Issue #1381, opened 2018-05-23
Include most recent upload metadata when uploading to PyPI


pganssle:
It seems that for the `upload` command, we're delegating entirely to `distutils`, which has `metadata_version` hard-coded as "1.0", and only uploads the 1.0 metadata. I think this is one reason that Requires-Python data isn't showing up on PyPI.

Although `setup.py upload` is basically deprecated, I think we should probably still make these improvements, even if as part of this we also add `DeprecationWarning` telling people to start using `twine`.

di:
> It seems that for the `upload` command, we're delegating entirely to `distutils`, which has `metadata_version` hard-coded as "1.0", and only uploads the 1.0 metadata. I think this is one reason that Requires-Python data isn't showing up on PyPI.

Indeed, this is true.

However, I'm not sure it's worth doing what it would take to support Metadata 2.1 on upload. I think it makes more sense just to deprecate `setup.py upload` entirely and direct folks to use `twine` instead.

pganssle:
I'll take a look at how difficult it would be to do next week. One big problem is that this is creating a lot of bad and immutable data on PyPI and a *lot* of people are just running scripts they ran a long time ago or copying from some old "how to make a release" guide someone made.

If we're going to say that the new upload metadata is just not supported in setuptools, we should probably start throwing an actual *error* rather than a warning.

I think the options are:

1. Decide we don't support this and throw an error whenever >1.0 metadata is detected on upload.
2. Build whatever basic support for it we can and start raising a warning that you should really be using twine.
3. Try shelling out to `twine` and raising a warning if successful ("Hey, use twine directly!") and throwing an error if unsucccessful.

I think 3 is too clever and from the cursory look I made at the code before I created this issue, I think 2 is a feasible path forward.

benoit-pierre:
I'm for 1: we should deprecate and remove support for `upload`, sooner rather than later. Same with a bunch of other stuff.

benoit-pierre:
I think we should keep this open until the upload/register commands are completely removed.

di:
Fair enough, we should probably revise the original issue in that case.

pganssle:
I'm actually planning on fixing this at some point, because it's currently polluting PyPI with bad packages in a very insidious way, as a major driver of [this issue](https://github.com/pypa/warehouse/issues/3889).

[...]

PR #1410, opened 2018-07-08
Deprecate upload and register commands

di:
## Summary of changes

As discussed in https://github.com/pypa/setuptools/issues/1381, this PR deprecates the `upload` and `register` commands by warning the user not to use these commands.

### Pull Request Checklist

### DIFF
--- a/docs/setuptools.txt
+++ b/docs/setuptools.txt
@@ -48,8 +48,6 @@ Feature Highlights:
 * Command aliases - create project-specific, per-user, or site-wide shortcut
   names for commonly used commands and options
 
-* PyPI upload support - upload your source distributions and eggs to PyPI
-
 * Deploy your project in "development mode", such that it's available on
   ``sys.path``, yet can still be edited directly from its source checkout.
 
@@ -107,11 +105,10 @@ As you can see, it doesn't take much to use setuptools in a project.
 Run that script in your project folder, alongside the Python packages
 you have developed.
 
-Invoke that script to produce eggs, upload to
-PyPI, and automatically include all packages in the directory where the
-setup.py lives.  See the `Command Reference`_ section below to see what
-commands you can give to this setup script. For example,
-to produce a source distribution, simply invoke::
+Invoke that script to produce distributions and automatically include all
+packages in the directory where the setup.py lives.  See the `Command
+Reference`_ section below to see what commands you can give to this setup
+script. For example, to produce a source distribution, simply invoke::
 
     python setup.py sdist
 
@@ -138,7 +135,7 @@ dependencies, and perhaps some data files and scripts::
             'hello': ['*.msg'],
         },
 
-        # metadata for upload to PyPI
+        # metadata to display on PyPI
         author="Me",
         author_email="me@example.com",
         description="This is an Example Package",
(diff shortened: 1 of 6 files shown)


setuptools/command/register.py
```diff
@@ -1,10 +1,24 @@
...
+
     def run(self):
-        # Make sure that we are using valid current name/version info
-        self.run_command('egg_info')
-        orig.register.run(self)
+        try:
+            # Make sure that we are using valid current name/version info
+            self.run_command('egg_info')
+            orig.register.run(self)
+            self._deprecation_notice()
```
pganssle: I'm not sure I understand why the try/catch here.

Can we do this?

```python
self._deprecation_notice()
self.run_command('egg_info')
orig.register.run(self)
```
Is it because `run_command` and `register.run` generate a bunch of text, and you want the deprecation warning to be printed *after* this text?

If so, maybe this would be better:

```
try:
    self.run_command('egg_info')
    orig.register.run(self)
except Exception:
    raise
finally:
    self._deprecation_notice()
```

pganssle:
I'm +1 on this initiative, but I do think it would be nice in the documentation for `register` and `upload` if we actually provide the specific 1-to-1 equivalents in addition to just linking to the `twine` documentation. I often find that it's way easier to move over when I don't have to learn a whole new tool just to figure out how to do the equivalent of what I used to do with the old tool.

Also, ideally this would have tests, though I'm not super familiar with the `announce` mechanism used here and how easy it would be to test that. Maybe the best thing to do is to use a mock of some sort to make sure that `announce` is called with some regex matching something like `.*[Rr]egister.*deprecated.*twine.*` (or matching all three patterns `[Rr]egister`, `[Dd]eprecated`, `twine`).

di:
> I'm +1 on this initiative, but I do think it would be nice in the documentation for register and upload if we actually provide the specific 1-to-1 equivalents in addition to just linking to the twine documentation. 

I kinda disagree with this, I don't think it should be `setuptools`'s job to tell folks how to use `twine`.

pganssle:
I don't think it needs to block this particular PR if you don't want to do it, but the problem is that it has to be *someone*'s job, so either `twine` should have a "migrating from `setuptools`" section or `setuptools` should have a "migrating to `twine`" section, and whichever one has it, the other one should link to it.

Yes we can just say, "Go ahead and read the `twine` documentation", but as a practical matter "If you are trying to do X with `setuptools`, do Y with `twine` instead!" will get people switching over *much* faster than just "Use `twine` for this instead!"

pganssle:
I think we can link to [this](https://twine.readthedocs.io/en/latest/#using-twine) in the setuptools documentation for `upload`. There doesn't seem to be an anchor target for `twine register` (which I guess is unnecessary now anyway).

pganssle:
I think the netlify deployment failure was an intermittent failure. I don't seem to have permissions to restart it, though. Close-and-reopen didn't seem to work. @ewdurbin Do you own the netlify account associated here? Do you know if you can give me and the other setuptools maintainers permissions on it?

ewdurbin:
@pganssle @jaraco was invited as an administrator on the project during PyCon sprints. Can you private message me an email address you'd prefer for me to add yourself as well?

di:
I think it would be reasonable for `twine` to have a "migrating from setuptools" guide, let's see what the maintainers there think.

docs/setuptools.txt
```diff
@@ -2251,25 +2226,16 @@ available:
...
-
-    python -m keyring set <repository> <username>
-    Password for '<username>' in '<repository>': ********
-
-Then, in .pypirc, set the repository configuration as normal,
-but omit the password. Thereafter, uploads will use the
-password from the keyring.
-
 New in 20.1: Added keyring support.
+New in 40.0: Deprecated the upload command.
```
di: @pganssle Since there was a `40.0` release last night, we'll need to tweak this line before releasing. I took a guess at what version this would land in, but seeing as it's a minor change, this should probably be `40.1`.

PR #1412, opened 2018-07-09
Solve race during creation of egg cache (fixes #1256)

### LINKED ISSUE #1256: [Errno 17] File exists when extracting files to egg cache (or creating egg cache directory)
We are experiencing intermittent failures when running tests for one of our Python applications while installing dependencies during test execution in our CI system. The tests are being run with pytest, and we are using the pytest-xdist plugin to run tests in multiple processes in parallel to reduce the execution time.

Here is an example stack trace:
..............................
Within the material, find all lines that hold the word "time" and show them.

I'll take a look at how difficult it would be to do next week. One big problem is that this is creating a lot of bad and immutable data on PyPI and a *lot* of people are just running scripts they ran a long time ago or copying from some old "how to make a release" guide someone made.
We are experiencing intermittent failures when running tests for one of our Python applications while installing dependencies during test execution in our CI system. The tests are being run with pytest, and we are using the pytest-xdist plugin to run tests in multiple processes in parallel to reduce the execution time.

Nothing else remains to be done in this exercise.